Webpage Screenshot MCP Server

MCP Server

Capture web pages in a snap with Puppeteer

Stale(55)

39stars

2views

Updated 12 days ago

About

An MCP server that uses Puppeteer to take full‑page or element screenshots, supports multiple formats, authentication, and base64 output for AI agents to visually verify web applications.

Capabilities

Resources

Access data sources

Tools

Execute functions

Prompts

Pre-built templates

Sampling

AI model interactions

Screen Recording May 27 2025 (2)

The Webpage Screenshot MCP Server fills a critical gap in AI‑driven web development workflows by providing an automated, programmatic way to capture visual snapshots of any webpage. Instead of relying on manual browser interactions or third‑party screenshot services, this server leverages Puppeteer to launch a headless (or visible) browser session, navigate to the target URL, and return an image encoded in Base64. For developers building conversational agents or automated QA pipelines, the ability to retrieve a page’s visual state directly from an AI model means agents can “see” what the user sees, verify UI changes, and even compare visual regressions without leaving the model context.

At its core, the server exposes two primary tools: login-and-wait and screenshot-page.

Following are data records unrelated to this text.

PR #206, opened 2018-06-06
Adding mutate library methods for reproducible images.

### LINKED ISSUE #188: Best place to put new utility?
I'm working on adding a command to strip away timestamps from docker images to make them able to be built reproducibly, similar to the script we have [here](https://github.com/GoogleContainerTools/base-images-docker/blob/master/util/config_stripper.py) but in Go, and I was wondering where in the containerregistry this would fit best.

sharifelgamal:
Fixes #188

### DIFF
--- a/pkg/v1/mutate/mutate.go
+++ b/pkg/v1/mutate/mutate.go
@@ -387,11 +387,8 @@ func inWhiteoutDir(fileMap map[string]bool, file string) bool {
 	return false
 }
 
-//CREATED is a constant timestamp, set to the 0 time.
-var CREATED = time.Time{}
-
-// Reproducibilify strips out any timestamp from the layers and config of an image.
-func Reproducibilify(img v1.Image) (v1.Image, error) {
+// Time sets all timestamps in an image to the give timestamp.
+func Time(img v1.Image, t time.Time) (v1.Image, error) {
 	newImage := empty.Image
 
 	layers, err := img.Layers()
@@ -402,7 +399,7 @@ func Reproducibilify(img v1.Image) (v1.Image, error) {
 	// Strip away all timestamps from layers
 	var newLayers []v1.Layer
 	for _, layer := range layers {
-		newLayer, err := stripLayer(layer)
+		newLayer, err := layerTime(layer, t)
 		if err != nil {
 			return nil, err
 		}
@@ -421,15 +418,10 @@ func Reproducibilify(img v1.Image) (v1.Image, error) {
 	}
 
 	cfg := cf.DeepCopy()
-	cfg.Created = v1.Time{Time: CREATED}
-
-	cfg.Container = ""
-	cfg.Config.Hostname = ""
-	cfg.ContainerConfig.Hostname = ""
-	cfg.DockerVersion = ""
+	cfg.Created = v1.Time{Time: t}
 
 	for _, h := range cfg.History {
-		h.Created = v1.Time{Time: CREATED}
+		h.Created = v1.Time{Time: t}
 	}
 
 	newImage, err = ConfigFile(newImage, cfg)
@@ -441,7 +433,7 @@ func Reproducibilify(img v1.Image) (v1.Image, error) {
 
 }
 
-func stripLayer(layer v1.Layer) (v1.Layer, error) {
+func layerTime(layer v1.Layer, t time.Time) (v1.Layer, error) {
 	layerReader, err := layer.Uncompressed()
 	if err != nil {
 		return nil, err
@@ -460,7 +452,7 @@ func stripLayer(layer v1.Layer) (v1.Layer, error) {
 			return nil, err
 		}
 
-		header.ModTime = CREATED
+		header.ModTime = t
 		if err := tarWriter.WriteHeader(header); err != nil {
 			return nil, err
 		}
@@ -488,4 +480,29 @@ func stripLayer(layer v1.Layer) (v1.Layer, error) {
 	}
 
 	return layer, nil
+}
+
+//Canonical is a helper function to combine Time and ConfigFile to make a reproducible image
+func Canonical(img v1.Image) (v1.Image, error) {
+	// Set all timestamps to 0
+	created := time.Time{}
+	img, err := Time(img, created)
+	if err != nil {
+		return nil, err
+	}
+
+	cf, err := img.ConfigFile()
+	if err != nil {
+		return nil, err
+	}
+
+	// Get rid of useless random config
+	cfg := cf.DeepCopy()
+
+	cfg.Container = ""
+	cfg.Config.Hostname = ""
+	cfg.ContainerConfig.Hostname = ""
+	cfg.DockerVersion = ""
+
+	return ConfigFile(img, cfg)
 }
--- a/pkg/v1/mutate/mutate.go
+++ b/pkg/v1/mutate/mutate.go
@@ -17,6 +17,7 @@ package mutate
 import (
 	"archive/tar"
 	"bytes"
+	"compress/gzip"
 	"encoding/json"
 	"errors"
 	"fmt"
@@ -189,7 +190,7 @@ func ConfigFile(base v1.Image, cfg *v1.ConfigFile) (v1.Image, error) {
 	return image, nil
 }
 
-// Created mutates the provided v1.Image to have the provided v1.Time
+// CreatedAt mutates the provided v1.Image to have the provided v1.Time
 func CreatedAt(base v1.Image, created v1.Time) (v1.Image, error) {
 	m, err := base.Manifest()
 	if err != nil {
@@ -425,8 +426,8 @@ func inWhiteoutDir(fileMap map[string]bool, file string) bool {
 //CREATED is a constant timestamp, set to the 0 time.
 var CREATED = time.Time{}
 
-// StripConfig strips out any timestamp from the layers and config of an image.
-func StripConfig(img v1.Image) (v1.Image, error) {
+// Reproducibilify strips out any timestamp from the layers and config of an image.
+func Reproducibilify(img v1.Image) (v1.Image, error) {
 	newImage := empty.Image
 
 	layers, err := img.Layers()
@@ -478,7 +479,7 @@ func stripLayer(layer v1.Layer) (v1.Layer, error) {
 	if err != nil {
 		return nil, err
 	}
-	r, w := io.Pipe()
+	w := new(bytes.Buffer)
 	tarWriter := tar.NewWriter(w)
 	defer tarWriter.Close()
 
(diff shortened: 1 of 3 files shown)


pkg/v1/mutate/mutate.go
```diff
@@ -392,3 +393,73 @@ func inWhiteoutDir(fileMap map[string]bool, file string) bool {
...
+		}
+		newLayerName, err := newLayer.Digest()
+		if err != nil {
+			return nil, err
+		}
+
+		layerDescriptor := &v1.Descriptor{
+			MediaType: types.DockerLayer,
+		}
+		newLayers = append(newLayers, *layerDescriptor)
```
dlorenc: I think you may need to make a new image from scratch: https://github.com/google/go-containerregistry/blob/master/pkg/v1/empty/image.go

And then use mutate to append the new stripped layers into it.

Then use mutate.Config to copy the Config into the new image.

pkg/v1/mutate/mutate.go
```diff
@@ -161,6 +162,33 @@ func Config(base v1.Image, cfg v1.Config) (v1.Image, error) {
 	return image, nil
 }
 
+// ConfigFile mutates the provided v1.Image to have the provided v1.ConfigFile
+func ConfigFile(base v1.Image, cfg *v1.ConfigFile) (v1.Image, error) {
```
dlorenc: Do we actually need this - or can we use Config() above and set the ConfigFile.Config?

pkg/v1/mutate/mutate.go
```diff
@@ -392,3 +421,85 @@ func inWhiteoutDir(fileMap map[string]bool, file string) bool {
...
+
+	layers, err := img.Layers()
+	if err != nil {
+		return nil, err
+	}
+
+	// Strip away all timestamps from layers
+	var newLayers []v1.Layer
+	for _, layer := range layers {
+		newLayer, err := stripLayer(layer)
```
jonjohnsonjr: I think calling `stripLayer` here makes `StripConfig` a misleading name.

sharifelgamal: I agree that `StripConfig` is a bad name, I had it there more as a placeholder. Do you have an idea for a better name? `StripTimestamps`?

jonjohnsonjr: `StripTimestamps` is better, but this is also an opportunity to coin a new humorous term that is more fun to say, e.g. `Reproducibilify`, `TimeTravel`, or `Warp`.

pkg/v1/mutate/mutate.go
sharifelgamal: We change more than just ConfigFile.Config, so either we do this or we set the ConfigFile directly in the StripConfig method then call Config() to set everything else correctly. This felt better.

pkg/v1/mutate/mutate.go
dlorenc: The library function name should probably be boring, but I'm +1 on giving it a fun name in crane or some other CLI.

How about stripmetadata for now?

pkg/v1/mutate/mutate.go
```diff
@@ -392,3 +421,85 @@ func inWhiteoutDir(fileMap map[string]bool, file string) bool {
...
+		if err != nil {
+			return nil, err
+		}
+		newLayers = append(newLayers, newLayer)
+	}
+
+	newImage, err = AppendLayers(newImage, newLayers...)
```
dlorenc: Check error

pkg/v1/mutate/mutate.go
```diff
@@ -392,3 +421,85 @@ func inWhiteoutDir(fileMap map[string]bool, file string) bool {
...
+	return newImage, nil
+
+}
+
+func stripLayer(layer v1.Layer) (v1.Layer, error) {
+	layerReader, err := layer.Uncompressed()
+	if err != nil {
+		return nil, err
+	}
+	r, w := io.Pipe()
```
dlorenc: I don't think you want to use a pipe here, a byte buffer should be fine.

pkg/v1/mutate/mutate.go
jonjohnsonjr: It's not necessarily "stripping" the metadata/timestamps.

This reads in a nice way, I think:
```go
frozen, err := mutate.Time(img, time.Now())
```

dlorenc: I like that - but this actually does a bit more than remove times (there are some random numbers in there too we remove). Any thoughts on that?

jonjohnsonjr: I think I'd prefer two methods, then. One to set the time and one to remove various randomness. I would expect clients to compose these to achieve what they want. If I'm reading this correctly, the random numbers are just in the config file, so there shouldn't be any performance issues with splitting it up into two mutations:

```go
frozen, _ := mutate.Time(img, whenever)
happy, _ := mutate.ConfigFile(img, notRandom)
```

If we find a need to use this all over the place, we could have a helper do both of those, maybe:
```go
canon, _ := mutate.Canonicalize(img)
```

Which strips all the metadata and sets the time to something we hard-code. WDYT?

pkg/v1/mutate/mutate.go
```diff
@@ -160,7 +163,34 @@ func Config(base v1.Image, cfg v1.Config) (v1.Image, error) {
 	return image, nil
 }
 
-// Created mutates the provided v1.Image to have the provided v1.Time
+// ConfigFile mutates the provided v1.Image to have the provided v1.ConfigFile
+func ConfigFile(base v1.Image, cfg *v1.ConfigFile) (v1.Image, error) {
```
jonjohnsonjr: There is a lot of code duplication here, it seems. Is it possible to refactor `Config` and `CreatedAt` to use this? (genuine question, I have not given it much thought)

sharifelgamal: I suspect we can yes.

jonjohnsonjr: Looks great, thanks!

pkg/v1/mutate/mutate.go
```diff
@@ -392,3 +386,106 @@ func inWhiteoutDir(fileMap map[string]bool, file string) bool {
 	}
 	return false
 }
+
+//CREATED is a constant timestamp, set to the 0 time.
+var CREATED = time.Time{}
```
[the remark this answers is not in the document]
sharifelgamal: This constant is going away, so that won't be an issue.

pkg/v1/mutate/mutate.go
sharifelgamal: Makes sense, I'll make the switch.

pkg/v1/mutate/mutate.go
sharifelgamal: Done.

pkg/v1/mutate/mutate.go
```diff
@@ -392,3 +386,123 @@ func inWhiteoutDir(fileMap map[string]bool, file string) bool {
...
+	}
+	layer, err = tarball.LayerFromOpener(opener)
+	if err != nil {
+		return nil, err
+	}
+
+	return layer, nil
+}
+
+//Canonical is a helper function to combine Time and ConfigFile to make a reproducible image
```
jonjohnsonjr: Nit: missing space after `//`

pkg/v1/mutate/mutate.go
```diff
@@ -392,3 +386,123 @@ func inWhiteoutDir(fileMap map[string]bool, file string) bool {
...
+	if err != nil {
+		return nil, err
+	}
+
+	cf, err := img.ConfigFile()
+	if err != nil {
+		return nil, err
+	}
+
+	// Get rid of useless random config
```
jonjohnsonjr: Nit: "useless" is a bit harsh here, maybe "non-reproducible" or "host environment-based"

pkg/v1/mutate/mutate.go
```diff
@@ -392,3 +386,123 @@ func inWhiteoutDir(fileMap map[string]bool, file string) bool {
...
+	cfg := cf.DeepCopy()
+
+	cfg.Container = ""
```
jonjohnsonjr: I'm not familiar enough with docker to know for sure that these are useless... in particular I'm surprised that `ContainerConfig.Hostname` isn't needed, but I'll defer to you.

pkg/v1/mutate/mutate.go
```diff
@@ -392,3 +386,123 @@ func inWhiteoutDir(fileMap map[string]bool, file string) bool {
...
+		}
+		newLayers = append(newLayers, newLayer)
+	}
+
+	newImage, err = AppendLayers(newImage, newLayers...)
+	if err != nil {
+		return nil, err
+	}
+
+	// Strip away timestamps and base container info from the config file
```
jonjohnsonjr: Nit: update this comment

pkg/v1/mutate/mutate.go
```diff
@@ -392,3 +386,123 @@ func inWhiteoutDir(fileMap map[string]bool, file string) bool {
 	}
 	return false
 }
+
+// Time sets all timestamps in an image to the give timestamp.
```
jonjohnsonjr: Nit: `to the given timestamp`

pkg/v1/mutate/mutate.go
```diff
@@ -392,3 +386,117 @@ func inWhiteoutDir(fileMap map[string]bool, file string) bool {
...
+			return nil, err
+		}
+
+		header.ModTime = t
+		if err := tarWriter.WriteHeader(header); err != nil {
+			return nil, err
+		}
+
+		if header.Typeflag == tar.TypeReg {
+			_, err = io.Copy(tarWriter, tarReader)
```
ImJasonH: A supernit, but I tend to prefer `if _, err := io.Copy(...); err != nil { ... }` because it makes it clear that the error doesn't matter outside of this block. It's small, but it adds up.

pkg/v1/mutate/mutate.go
```diff
@@ -392,3 +386,117 @@ func inWhiteoutDir(fileMap map[string]bool, file string) bool {
...
+	}
+	layer, err = tarball.LayerFromOpener(opener)
+	if err != nil {
+		return nil, err
+	}
+
+	return layer, nil
+}
+
+// Canonical is a helper function to combine Time and ConfigFile to make a reproducible image
```
ImJasonH: Might help to define "reproducible" more clearly here. An image might not be reproducible just by stripping its timestamps etc out.

pkg/v1/mutate/mutate.go
```diff
@@ -128,22 +133,27 @@ func Append(base v1.Image, adds ...Addendum) (v1.Image, error) {
...
 	}
 
-	cf, err := base.ConfigFile()
+	cf.Config = cfg
+
+	return ConfigFile(base, cf)
+}
+
+// ConfigFile mutates the provided v1.Image to have the provided v1.ConfigFile
+func ConfigFile(base v1.Image, cfg *v1.ConfigFile) (v1.Image, error) {
```
mattmoor: We used Config in place of ConfigFile because it contained information the user might want to tweak, and getting it wrong made it a lot harder to screwup the image (e.g. it has diff ids).

Can you explain how you expect this to be (safely) used?  If it's for use within this package, let's make it private.

sharifelgamal: making it private is probably the safest move, especially since I added the Canonical wrapper, which is what kaniko is going to call.

sharifelgamal:
If this is ready, feel free to merge.

Issue #205, opened 2018-06-06
`daemon.Write` implementation is pretty naive


mattmoor:
[here](https://github.com/google/go-containerregistry/blob/master/pkg/v1/daemon/write.go#L49)

Today the `daemon.Write` interface just uses `tarball.Write` into the `docker load` interface.  While correct, this can be incredibly slow for scenarios like `ko -L` because of its lack of incrementality.

In particular, for a large base image we produce and stream a fat tarball to the daemon for every publish.  On top of this, since we don't have a local cache wrapping `remote.Image`, we download the base image every time.  `remote.Write` elides both upload *and* download through the careful use of existence checks.  We should be equally careful in `daemon.Write`.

The former opens a real browser window, allowing the user to perform manual authentication and then captures cookies for subsequent requests. This is especially useful when dealing with sites that require multi‑factor authentication or dynamic session handling, ensuring that subsequent screenshots are taken under an authenticated context. The latter tool offers granular control over the capture process—developers can choose full‑page or viewport screenshots, set custom dimensions, select image format (PNG, JPEG, WebP), and fine‑tune load conditions with or delay parameters. The server also supports session persistence, so a single browser instance can be reused across multiple screenshot requests, reducing overhead and speeding up multi‑step workflows.

Key capabilities that make this MCP valuable include:

Full‑page and element screenshots: Capture entire pages or target specific DOM elements via CSS selectors.
Multiple image formats and quality settings: Optimize for bandwidth or fidelity depending on the use case.
Base64 output: Eliminates file I/O, allowing AI agents to embed images directly into responses or logs.
Authentication and session persistence: Maintain logged‑in state across requests, critical for testing dashboards or user portals.
Default browser integration: Optionally use the system’s default browser for a more natural rendering environment.

Real‑world scenarios where this server shines are plentiful. In continuous integration pipelines, an AI assistant can automatically take screenshots of a newly deployed web app and compare them against baseline images to detect visual regressions. During UX research, agents can generate screenshots of landing pages under different user flows and present them in stakeholder reports. For automated web scraping or data extraction, the ability to confirm that a page has loaded correctly before extracting content ensures higher reliability. Additionally, developers building voice‑controlled or chat‑based development tools can let the assistant “look” at a page and describe its layout, improving accessibility for visually impaired users.

By integrating seamlessly with existing MCP‑enabled AI assistants such as Claude or Cursor, the Webpage Screenshot server extends the assistant’s capabilities from purely textual analysis to visual comprehension. This synergy allows developers to craft richer, multimodal interactions—combining code generation, UI testing, and visual feedback—all within a single conversational context.